Edit: Three platforms. Forgot it was in a Humble Bundle at some point.

Rather than looking at that and trying to actually grow as a gamer, I just stop playing before I get to that point.

Iron Brigade is an Orcs Must Die clone? The respective Wikipedia entries indicate that it came out a few months before Orcs Must Die.

I really liked Iron Brigade. It was the last DoubleFine game that really clicked with me and the loot/upgrade cycle was as compelling as any modern ARPG. But then, I've been well disposed towards the "action tower defense" genre going back to the late '90s Battlezone games.

polq37 wrote:

Iron Brigade is an Orcs Must Die clone? The respective Wikipedia entries indicate that it came out a few months before Orcs Must Die.

My research said OmD came first, but it's not like I haven't been wrong before. Just read my review of Blue Flamingo.

I really had fun with Iron Brigade, but there is a big difficulty spike later. In fact, the expansion levels start approaching "impossible without a buddy" territory. I got stuck halfway through the expansion. Then they removed GFWL....and everybody lost their saves.

AUs_TBirD wrote:

I really had fun with Iron Brigade, but there is a big difficulty spike later. In fact, the expansion levels start approaching "impossible without a buddy" territory. I got stuck halfway through the expansion. Then they removed GFWL....and everybody lost their saves.

HA! You too huh? I played co-op with a buddy through the main game and it was brilliant! We finished it and started the "Martian Bear" expansion and boy, does that difficulty ever spike. We are a few missions into it. Lucky for me, the GFWL thing occurred relatively early in my play through (I was late to the party) but I thought it was absolutely ABSURD that a dev could wipe my game progress with no prior warning or choice in the matter. I made a post and everything. Despite the game being relatively niche, I thought that this would be a much larger discussion in the gaming community, but I guess I was wrong.

That really soured me on doublefine and the game in general.

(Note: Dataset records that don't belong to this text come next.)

PR #256, opened 2025-01-20
CADC-13577 add list() method to KeyValueDAO

jburke-cadc:


pdowler (approved):

cadc-util/src/main/java/ca/nrc/cadc/db/version/KeyValueDAO.java
```diff
@@ -197,6 +198,41 @@ public void delete(String name) {
         jdbc.update(sql, arg);
     }
 
+    public List<KeyValue> list() {
+        String select = String.format("SELECT %s, %s, %s FROM %s", columnNames[0], columnNames[1], columnNames[2], tableName);
```
pdowler, line 202: The `select` SQL is almost a duplicate of the sql generated inside the SelectStatementCreator; if you made the WHERE (name) optional, the SQL generation and probably the whole SelectStatementCreator could be re-used.

cadc-util/src/main/java/ca/nrc/cadc/db/version/KeyValueDAO.java
```diff
@@ -197,6 +198,41 @@ public void delete(String name) {
...
+        ResultSetExtractor<List<KeyValue>> keyValueListExtractor = new KeyValueListExtractor();
+        List<KeyValue> keyValues;
+        try {
+            keyValues = jdbc.query(select, keyValueListExtractor);
+        } catch (Exception ex) {
+            Connection con = null;
+            try {
+                log.debug("query fail - check if table exists: " + tableName);
```
pdowler, line 210: Now that we are intending to use this for more than just the InitDatabase + ModelVersionDAO use case, this code to check for table existence and return null for various reasons) isn't that great anymore.

Better plan:
1. write a single method that checks for table existence and use that explicitly in InitDatabase; in all other cases table not existing is an error
2. allow other methods to throw spring-jdbc runtime exception but document that in the javadocs

cadc-util/src/main/java/ca/nrc/cadc/db/version/KeyValueDAO.java
```diff
@@ -311,6 +347,22 @@ public Object extractData(ResultSet rs) throws SQLException {
         }
     }
 
+    private class KeyValueListExtractor implements ResultSetExtractor<List<KeyValue>> {
+
```
pdowler, line 351: This could/should be a RowMapper instead of a ResultSetExtractor. Then it could be used in the list() method and in the (poorly named) ModelVersionExtractor, which should be renamed to KeyValueExtractor. The reason that one is a ResultSetExtractor is that it simplifies the get() and lock() methods by returning a single object. RowMapper is generally quite re-usable.

pdowler (changes requested):
The existing intTest (InitDatabaseTest) tested ModelVersion and thus KeyValue as well, but  it does not use the new `list()` method.

I'd probably suggest a separate KeyValueDAOTest that uses all the methods (put, get, delete, list).

cadc-util/src/main/java/ca/nrc/cadc/db/version/KeyValueDAO.java
pdowler: also, RowMapper can be used with `queryForObject` for a type-safe single-row return value; ResultSetExtractor is only needed if the returned object spans multiple rows in the result set.

cadc-util/src/main/java/ca/nrc/cadc/db/version/KeyValueDAO.java
jburke-cadc: Used the SelectStatementCreator for both get() and list() methods.

cadc-util/src/main/java/ca/nrc/cadc/db/version/KeyValueDAO.java
jburke-cadc: Updated the KeyValueDAO to allow the methods to throw the Spring exception on error, and check if the table exists in InitDatabase.

cadc-util/src/main/java/ca/nrc/cadc/db/version/KeyValueDAO.java
jburke-cadc: Updated to use a RowMapper.

cadc-util/src/main/java/ca/nrc/cadc/db/version/KeyValueDAO.java
```diff
@@ -197,10 +193,24 @@ public void delete(String name) {
...
+        SelectStatementCreator sel = new SelectStatementCreator();
+        return jdbc.query(sel, new KeyValueRowMapper());
+    }
+
     private class SelectStatementCreator implements PreparedStatementCreator {
 
         private final boolean forUpdate;
         private String model;
+        private String name;
```
pdowler, line 212: This looks wrong in several ways.

1. setWhere() is never called and should be removed;
2. the `name` column in the db is the only query constraint (when not listing)
3. listing (model == null) and locking (`forUpdate`) should never be used together

There is no need for both `model` and `name` fields... `model` makes less sense now so should be dropped in favour of `name` (eg in `setValue(String name)` and in `loadValues()`). 

The conditional in creating SQL would then be correct, but the SQL itself would be wrong: the column name is literally "name", not the value of name.

for 3, we need a single method that takes the `name` and `forUpdate` value... so that implies something like `setValue(String, boolean)`

cadc-util/src/intTest/java/ca/nrc/cadc/db/version/KeyValueDAOTest.java
```diff
@@ -0,0 +1,210 @@
...
+import org.junit.BeforeClass;
+import org.junit.Test;
+import org.springframework.jdbc.core.JdbcTemplate;
+
+public class KeyValueDAOTest {
+    private static final Logger log = Logger.getLogger(KeyValueDAOTest.class);
+
+    private static final String SCHEMA = "dbversion";
+    private static final String DATABASE = "cadctest";
+    private static final String MODELNAME = "KeyValueDAOTest";
```
pdowler, line 93: these are just key name and key value? "MODEL" is just misleading here... and not actually used.

In CREATE constant below, should use TABLE_NAME

cadc-util/src/intTest/java/ca/nrc/cadc/db/version/KeyValueDAOTest.java
```diff
@@ -0,0 +1,210 @@
...
+            "(name varchar(32) not null primary key,value varchar(32) not null,lastModified timestamp not null)";
+
+    public KeyValueDAOTest() {
+    }
+
+    @BeforeClass
+    public static void setup() {
+        Log4jInit.setLevel("ca.nrc.cadc.db.version", Level.DEBUG);
+
+        try {
```
pdowler, line 108: setup( ) methods don't need to `assert` anything, just throw exceptions if they fail

cadc-util/src/intTest/java/ca/nrc/cadc/db/version/KeyValueDAOTest.java
```diff
@@ -0,0 +1,210 @@
...
+            expected.value = "test-value";
+            dao.put(expected);
+
+            KeyValue actual = dao.get(expected.getName());
+            Assert.assertNotNull(actual);
+            Assert.assertEquals(expected.getName(), actual.getName());
+            Assert.assertEquals(expected.value, actual.value);
+            Assert.assertEquals(expected.lastModified, actual.lastModified);
+
+            try {
```
pdowler, line 161: Why this extra try/catch?

cadc-util/src/intTest/java/ca/nrc/cadc/db/version/KeyValueDAOTest.java
```diff
@@ -0,0 +1,210 @@
...
+            KeyValue kv2 = new KeyValue("test-key-2");
+            kv2.value = "test-value-2";
+            dao.put(kv2);
+
+            KeyValue kv3 = new KeyValue("test-key-3");
+            kv3.value = "test-value-3";
+            dao.put(kv3);
+
+            List<KeyValue> actual = null;
+            try {
```
pdowler, line 190: Why this extra try/catch?

pdowler (changes requested):

cadc-util/src/main/java/ca/nrc/cadc/db/version/KeyValueDAO.java
jburke-cadc: Updated for the above comments.

cadc-util/src/intTest/java/ca/nrc/cadc/db/version/KeyValueDAOTest.java
jburke-cadc: Yes poorly named and not used either, removed.

cadc-util/src/intTest/java/ca/nrc/cadc/db/version/KeyValueDAOTest.java
jburke-cadc: Updated to throw an exceptions encountered during setup.

cadc-util/src/intTest/java/ca/nrc/cadc/db/version/KeyValueDAOTest.java
jburke-cadc: I guess to give a better error message about where the failure occurred, but it could've failed multiple times before then, so likely not terribly helpful. Removed.

cadc-util/src/intTest/java/ca/nrc/cadc/db/version/KeyValueDAOTest.java
jburke-cadc: Same as above.

pdowler (approved):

Still, very much a fun game though. Add me on steam (Sentient_d) if you ever wanna play co-op some time.

Rezzy wrote:
doubtingthomas396 wrote:

... I like every part of them individually, but when they’re all put together they don’t quite gel.

That is a fantastic way of phrasing the ambivalence I feel towards everything from Double Fire.

FTFM

You’re not going to earn enough scrap to make all of the lanes self-sufficient, which is a pity, since that’s my favorite thing about tower-defense games. To me, nothing is more satisfying than laying down an impenetrable gauntlet from hell and watching wave after wave of enemies march into the meat grinder

This is also my biggest complaint about Orcs Must Die. I wish you really could just defend with only traps. The only game in this third-person style that I can think of that allows you to win with traps alone is the Deception series (and really you can only win that way).

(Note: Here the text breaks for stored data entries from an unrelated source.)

PR #267, opened 2025-04-24
add code to augment ivoa challenge headers

pdowler:


cadc-rest/src/main/java/ca/nrc/cadc/rest/RestServlet.java
```diff
@@ -484,25 +484,62 @@ static void setAuthenticateHeaders(Subject subject, String realm, SyncOutput out
...
+                            || challenge.equals(AuthenticationUtil.CHALLENGE_TYPE_IVOA_COOKIE)) {
+                        final URI standardID;
+                        if (challenge.equals(AuthenticationUtil.CHALLENGE_TYPE_IVOA_X509)) {
+                            standardID = Standards.CRED_PROXY_10;
+                        } else {
+                            // make something up for now
+                            standardID = URI.create("ivo://ivoa.net/std/Cred#cookie-issuer");
+                        }
+                        try {
+                            URI certGenService = localAuthority.getServiceURI(standardID.toASCIIString());
```
brianmajor, line 511: `credGenService` instead of `certGenService` in anticipation of the cookie-issuer service coming online?
Relatedly, I don't think lines in the block below (512 down) will be correct if it does come online.  So there's only a partial step towards a working cookie issuing service.  Just need to remember this code will need updating.

brianmajor (approved):

PR #268, opened 2025-06-12
cadc-rest: capture multiple inline content objects with same name

pdowler:
content type automatically upgraded from Object to List

bug: previously only retained the last object processed and dropped the others

### DIFF
--- a/cadc-rest/src/main/java/ca/nrc/cadc/rest/SyncInput.java
+++ b/cadc-rest/src/main/java/ca/nrc/cadc/rest/SyncInput.java
@@ -120,6 +120,12 @@ public class SyncInput {
             }
         }
     }
+    
+    // for subclass stubs used in unit tests
+    protected SyncInput() {
+        this.request = null;
+        this.inlineContentHandler = null;
+    }
 
     /**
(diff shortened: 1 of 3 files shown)


cadc-rest/src/main/java/ca/nrc/cadc/rest/SyncInput.java
```diff
@@ -359,7 +367,19 @@ private void processStream(String name, String contentType, InputStream inputStr
         }
 
         InlineContentHandler.Content c = inlineContentHandler.accept(name, contentType, new CloseWrapper(inputStream));
-        content.put(c.name, c.value);
+        Object o = content.get(c.name);
+        if (o == null) {
+            content.put(c.name, c.value);
+        } else if (o instanceof List) {
+            List cur = (List) o;
+            cur.add(c);
```
andamian, line 375: Is `content.put(c.name, cur);` missing here?

pdowler: no, the list is already a value in the map, so just add another value to list is sufficient.

andamian (approved):

PR #269, opened 2025-06-12
Changes required to support JWT tokens (CADC-14107)

andamian:


cadc-util/src/main/java/ca/nrc/cadc/auth/SignedToken.java
```diff
@@ -248,6 +248,25 @@ private static StringBuilder getContent(SignedToken token) {
         return sb;
     }
 
+    /**
+     * Checks whether a token is a CADC access token or not
```
pdowler, line 252: "a CADC access token" -> SignedToken

also, `Base64.decodeString(String)` exists and could be used instead of `new String`... it's the same code but intended for this use case

should be `catch(IllegalArgumentException ignore)`


Q. Why does this handle plain text and base64-encoded test? And why is the condition different in those two cases? Aren't all SignedToken values in headers base64 encoded?

pdowler (changes requested):

cadc-util/src/main/java/ca/nrc/cadc/auth/SignedToken.java
andamian: Fixed. Can't remember why plain text. I've removed it.

cadc-util/src/main/java/ca/nrc/cadc/auth/TokenValidator.java
```diff
@@ -149,11 +149,14 @@ public static Subject validateTokens(Subject subject) throws NotAuthenticatedExc
                 log.debug("credentials: " + credentials);
 
                 try {
+                    if (!SignedToken.isSignedToken(credentials)) {
```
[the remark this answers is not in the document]
andamian: Indeed - once deprecated code is removed, the logic becomes simpler.

pdowler (changes requested):
It still looks like `isSignedToken` could be easily fooled since it only looks for the delim (=). In `parse(String text)`  it looks for the one required field (EXPIRY_LABEL) so maybe do that to more likely avoid a false positive?

pdowler (approved):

In any case, I unlocked everything for this game on 360 (when it was Trenched), but I bought it and have hardly played it on PC.

I don't really think it's fair to call either OMD or IB a clone of the other. They were so closely released they were just the same idea that arose at basically the same time.

I genuinely enjoyed the campaign on my own up to a point, but for me, the real meat of this game was playing both the campaign and (even better) the "endless" Survival mode cooperatively with two or three friends. The game really shined when played cooperatively with a group of people who communicated!

Iron Brigade (back when it was Trenched on the 360) was the first game that I really played with other Goodjers. I had a lot of fun and the game really, really shone with others. With a real good team, you were pretty much invincible and steamrolled everything.